# Every $n\times n$ matrix is the sum of a diagonalizable matrix and a nilpotent matrix.

I would like to prove that every $n\times n$ matrix is the sum of a diagonalizable matrix and a nilpotent matrix. How is this possible? I'm not sure where to begin really- I know that a nilpotent matrix is one of which some power is the zero matrix. I also know that a matrix A can be written as $AP=PJ$ with $P$ invertible and $J$ of Jordan form. I have proven that any strictly upper triangular matrix is nilpotent, so $J$ can be written as $D+N$, with D diagonal and $N$ nilpotent, but how can I change this for A? Thank you!
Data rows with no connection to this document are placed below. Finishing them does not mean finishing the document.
PR #347, opened 2023-03-20
Module version nodes' label management

yevgeny-shnaidman:
This PR adds the management of the a module version labels management per node. It is done in a dedicated controller, which listens on the changes of the module version labels on the nodes. Once such a change is detected, the reconciliation flow is as following: 1) get all the module version labels of the node (module version,
   module_loader version, device-plugin version)
2) sort the labels per their module-name/namespace. Result: slice
   of structure (one structure per module), that holds the values
   of module/module-loader/device-lugin labels for that particular module
3) Per each module, based on a static action-table, determine what is the next
   action should be: none, adding label, deleting label. Per module it will always
   be only one label that will either be added or deleted
4) Gather all labels to be added/deleted for all the modules and update node in
   one operation

Chnages in code:
1) new controller
2) static action table for that controller
3) adding filter function to trigger the controller only on changes
   to module version labels
4) mocks and unit-tests


controllers/module_version_label_action_table.go
```diff
@@ -0,0 +1,66 @@
...
+import "github.com/kubernetes-sigs/kernel-module-management/internal/utils"
+
+const (
+	labelMissing   = "missing"
+	labelPresent   = "present"
+	labelDifferent = "different"
+
+	addAction    = "add"
+	deleteAction = "delete"
+	noneAction   = "none"
```
ybettan, line 12:
```suggestion
	moduleVersionLabelMissing   = "missing"
	moduleVersionLabelPresent   = "present"
	moduleVersionLabelDifferent = "different"

	moduleVersionActionAdd    = "add"
	moduleVersionActionDelete = "delete"
	moduleVersionActionNone   = "none"
```

ybettan: Also should we create new types for it?
```
type moduleVersionStatus string
type moduleVersionLabelAction string
```
?

yevgeny-shnaidman:
> Don't we need some code for the hub-spoke topology as well?
> 
> If there is a build section, then bumping the version in the module will trigger a new build in the hub while the node's labels are on the spoke.

bumping the version alone won't do anything. User needs to bump both version and image, and only then will the build be triggered.

controllers/module_version_label_action_table.go
```diff
@@ -0,0 +1,66 @@
...
+
+	labelActionKey{
+		module:       labelPresent,
+		moduleLoader: labelDifferent,
+		devicePlugin: labelDifferent}: labelAction{getLabelName: utils.GetDevicePluginVersionLabelName, action: deleteAction},
+
+	labelActionKey{
+		module:       labelPresent,
+		moduleLoader: labelDifferent,
+		devicePlugin: labelMissing}: labelAction{getLabelName: utils.GetModuleLoaderVersionLabelName, action: deleteAction},
```
ybettan, line 65: It means that the user has overwritten the version label right?! So the new DS will be deploy in parallel with removing the old labels?

controllers/node_label_module_version_reconciler.go
```diff
@@ -0,0 +1,257 @@
...
+}
+
+const (
+	NodeLabelModuleVersionReconcilerName = "NodeLabelModuleVersion"
+)
+
+type reconcileLabelsResult struct {
+	labelsToAdd    map[string]string
+	labelsToDelete []string
+	requeue        bool
```
ybettan, line 36: Why do we need the `requeue`?

controllers/module_version_label_action_table.go
yevgeny-shnaidman: We have 3 type of version labels: module, moduleLoader and DevicePlugin.  This const just defines the state of any one of those labels. It might even be used for other labels also, if need be
I ma not sure that we need to redefine the string here, i don't see the benefits of doing so

controllers/module_version_label_action_table.go
yevgeny-shnaidman: yes, correct , user has set the new value to its version. So the action for this state is to just remove the label of the module-loader, which will cause the removal of the pod. new DS pod will not be deployed since we have not added the module-loader label with new version yet

controllers/module_version_label_action_table.go
ybettan: > This const just defines the state of any one of those labels

The prefix `moduleVersionLabel` isn't because it is for the module label but for all labels related to the versioning feature.

The convention in go in such cases is to (basically this is the golang way of using `enum`) define a new type, define consts to contain all the possible values of this type and you can even define methods to this type in the future if we want to extend it.

I would go with something like:
```
type moduleVersionLabelStatus int
const (
    moduleVersionLabelStatusMissing moduleVersionLabelStatus = iota
    moduleVersionLabelStatusPresent
    moduleVersionLabelStatusDifferent
)
```

And a similar flow for `moduleVersionLabelAction` type.

controllers/module_version_label_action_table.go
ybettan: > new DS pod will not be deployed since we have not added the module-loader label with new version yet

And this will automatically be triggered by the action in index 4 in the table once the labels are deleted right?!

controllers/node_label_module_version_reconciler.go
```diff
@@ -0,0 +1,257 @@
...
+func (nlmvr *NodeLabelModuleVersionReconciler) Reconcile(ctx context.Context, req ctrl.Request) (ctrl.Result, error) {
+	node := v1.Node{}
+
+	if err := nlmvr.client.Get(ctx, types.NamespacedName{Name: req.Name}, &node); err != nil {
+		return ctrl.Result{}, fmt.Errorf("could not get node: %v", err)
+	}
+
+	logger := log.FromContext(ctx).WithValues("node name", node.Name)
+
+	// get node's label data per module
```
ybettan, line 60: Can we remove this comment, the code is self explanatory.

controllers/node_label_module_version_reconciler.go
```diff
@@ -0,0 +1,257 @@
...
+	modulesVersionLabels := nlmvr.helperAPI.getLabelsPerModules(node.Labels)
+
+	// get module loader pods on the node
+	moduleLoaderPods, err := nlmvr.helperAPI.getModuleLoaderPods(ctx, node.Name)
+	if err != nil {
+		return ctrl.Result{}, fmt.Errorf("could get module loader pods for the node %s: %v", node.Name, err)
+	}
+
+	// get the labels to add and delete for this specific node
```
ybettan, line 69: Can we remove this comment, the code is self explanatory.

controllers/node_label_module_version_reconciler.go
```diff
@@ -0,0 +1,257 @@
...
+	reconLabelsRes := nlmvr.helperAPI.reconcileLabels(modulesVersionLabels, moduleLoaderPods)
+
+	logLabelsUpdateData(logger, reconLabelsRes)
+
+	// update the node with the labels
```
ybettan, line 74: Can we remove this comment, the code is self explanatory.

controllers/node_label_module_version_reconciler.go
```diff
@@ -0,0 +1,257 @@
...
+	return &nodeLabelModuleVersionHelper{client: client}
+}
+
+func (nlmvha *nodeLabelModuleVersionHelper) getLabelsPerModules(nodeLabels map[string]string) map[string]*modulesVersionLabels {
+	labelsPerModule := map[string]*modulesVersionLabels{}
+	for key, value := range nodeLabels {
+		if utils.IsVersionLabel(key) {
+			namespace, name, err := utils.GetNamespaceNameFromVersionLabel(key)
+			if err != nil {
+				continue
```
ybettan, line 106: Why are we skipping here? Why don't we return an error or at least a warning log?

controllers/module_version_label_action_table.go
yevgeny-shnaidman: yes, change in the module version labels triggers the reconciliation loop

controllers/node_label_module_version_reconciler.go
```diff
@@ -0,0 +1,257 @@
...
+
+			if utils.IsModuleVersionLabel(key) {
+				labelsPerModule[mapKey].moduleVersionLabel = value
+			}
+			if utils.IsModuleLoaderVersionLabel(key) {
+				labelsPerModule[mapKey].moduleLoaderVersionLabel = value
+			}
+			if utils.IsDevicePluginVersionLabel(key) {
+				labelsPerModule[mapKey].devicePluginVersionLabel = value
+			}
```
ybettan, line 121:
```suggestion
			if utils.IsModuleVersionLabel(key) {
				labelsPerModule[mapKey].moduleVersionLabel = value
			} else if utils.IsModuleLoaderVersionLabel(key) {
				labelsPerModule[mapKey].moduleLoaderVersionLabel = value
			} else if utils.IsDevicePluginVersionLabel(key) {
				labelsPerModule[mapKey].devicePluginVersionLabel = value
			}
```

Just for clarity to show that a label cannot be true on more than 1 entry.

controllers/node_label_module_version_reconciler.go
yevgeny-shnaidman: fixed

controllers/node_label_module_version_reconciler.go
yevgeny-shnaidman: fixed

controllers/node_label_module_version_reconciler.go
yevgeny-shnaidman: fixed

controllers/node_label_module_version_reconciler.go
yevgeny-shnaidman: IMHO "if" without "else" is a much cleaner and readable code. The names of the functions are a clear indication of which label we are checking.

controllers/node_label_module_version_reconciler.go
```diff
@@ -0,0 +1,257 @@
...
+	node := v1.Node{}
+
+	if err := nlmvha.client.Get(ctx, types.NamespacedName{Name: nodeName}, &node); err != nil {
+		return fmt.Errorf("could not get node %s: %v", nodeName, err)
+	}
+
+	nodeCopy := node.DeepCopy()
+
+	if node.Labels == nil && len(reconLabelsRes.labelsToAdd) > 0 {
+		node.Labels = make(map[string]string, 1)
```
ybettan, line 149:
```suggestion
		node.Labels = map[string]string{}
```

I don't see the point of setting the initial map size to 1 when we don't know how many labels we are going to add. There is no logical reason to set the value to 1.

Am I missing something?

controllers/module_version_label_action_table.go
yevgeny-shnaidman: 1) the problem is that we have moduleVersionLabel, so moduleVersionLabelAciotn... might imply that it is relevant only for moduleVersion and not for, say, ModuleLoaderVersion or DevicePluginVersion
2) I think that the main reason for type definition is to enforce type checking and add additional methods on the type. In this case we need neither, so why do it? We have additional places in the ocde where we have constants without type redefinition

controllers/node_label_module_version_reconciler.go
```diff
@@ -0,0 +1,257 @@
...
+	for _, pod := range moduleLoaderPods {
+		podLabels := pod.GetLabels()
+		if pod.Namespace == namespace && podLabels[constants.ModuleNameLabel] == name {
+			return true
+		}
+	}
+	return false
+}
+
+// returns the label, value of the label and action to execute on label (add or delete)
```
ybettan, line 197: I would remove this comment as well. At some point the code will change and the comment will be forgotten and left inaccurate.

controllers/node_label_module_version_reconciler.go
```diff
@@ -0,0 +1,257 @@
...
+func getLabelAndAction(moduleLabels *modulesVersionLabels) (string, string, string) {
+	labelActionKey := getModuleVersionLabelsState(moduleLabels)
+	labelAction, ok := labelActionTable[labelActionKey]
+	if !ok || labelAction.action == noneAction {
+		return "", "", noneAction
+	}
```
ybettan, line 203:
```suggestion
	if !ok {
		return "", "", noneAction
	}
```

The second condition is covered in the switch-case.

controllers/node_label_module_version_reconciler.go
yevgeny-shnaidman: fixed

controllers/node_label_module_version_reconciler.go
yevgeny-shnaidman: i would prefer to leave, since it states clearly what is the order of the returned strings. In case the function is changed, then the comment should be changed as well.

internal/daemonset/daemonset.go
```diff
@@ -27,7 +27,7 @@ const (
 	nodeVarLibFirmwarePath         = "/var/lib/firmware"
 	nodeVarLibFirmwareVolumeName   = "node-var-lib-firmware"
 	devicePluginRoleLabelValue     = "device-plugin"
-	moduleLoaderRoleLabelValue     = "module-loader"
+	//moduleLoaderRoleLabelValue     = "module-loader"
```
ybettan, line 30: Forgotten

controllers/module_version_label_action_table.go
ybettan: > I think that the main reason for type definition is to enforce type checking

Why not getting it for free? I won't insist but I just think it is much cleaner and you can't pass any string you want but well pre-defined values.

controllers/node_label_module_version_reconciler.go
ybettan: I may think that a label can be both a moduleVersionLabel and also a moduleLoaderVersionLabel. If I wish to understand if multiple cases are possible I will need to check the functions content while having an `else` make it clear that each of of them can only fit a single entry.

controllers/node_label_module_version_reconciler.go
```diff
@@ -0,0 +1,257 @@
...
+	if len(reconLabelsRes.labelsToAdd) != 0 {
+		logger.Info("found labels to add", "addLabels", reconLabelsRes.labelsToAdd)
+	}
+	if len(reconLabelsRes.labelsToDelete) != 0 {
+		logger.Info("found labels to delete", "deleteLabels", reconLabelsRes.labelsToDelete)
+	}
+}
+
+// SetupWithManager sets up the controller with the Manager.
```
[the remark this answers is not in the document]
yevgeny-shnaidman: fixed

controllers/node_label_module_version_reconciler.go
yevgeny-shnaidman: changed to switch

ybettan:
/lgtm
/hold
@qbarrand Unhold if you are happy with the changes.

• Are you aware of Jordan Canonical form? – Omnomnomnom Feb 20 '15 at 14:45
• Jordan canonical form solves the problem, but it's overkill here. – Matt Samuel Feb 20 '15 at 14:50
• Hint: Schur's decomposition. – Git Gud Feb 20 '15 at 14:57
• Yes I am aware the Jordan form, I know that given a matrix A, AP=PJ where P is invertible and J is in Jordan form. – user187039 Feb 20 '15 at 15:05
• @user187039 Well, can you solve the problem for $J$? – Git Gud Feb 20 '15 at 15:06

You have $A = PJP^{-1}$ where $J$ is in Jordan form. Write $J = D + N$ where $D$ is the diagonal and $N$ is the rest, which is strictly upper triangular and thus nilpotent. Then $A = PDP^{-1} + PNP^{-1}$. The former is clearly diagonalizable, while the latter is nilpotent; just note that $(PNP^{-1})(PNP^{-1}) = PN(P^{-1}P)NP^{-1} = PN^2P^{-1}$ and so on.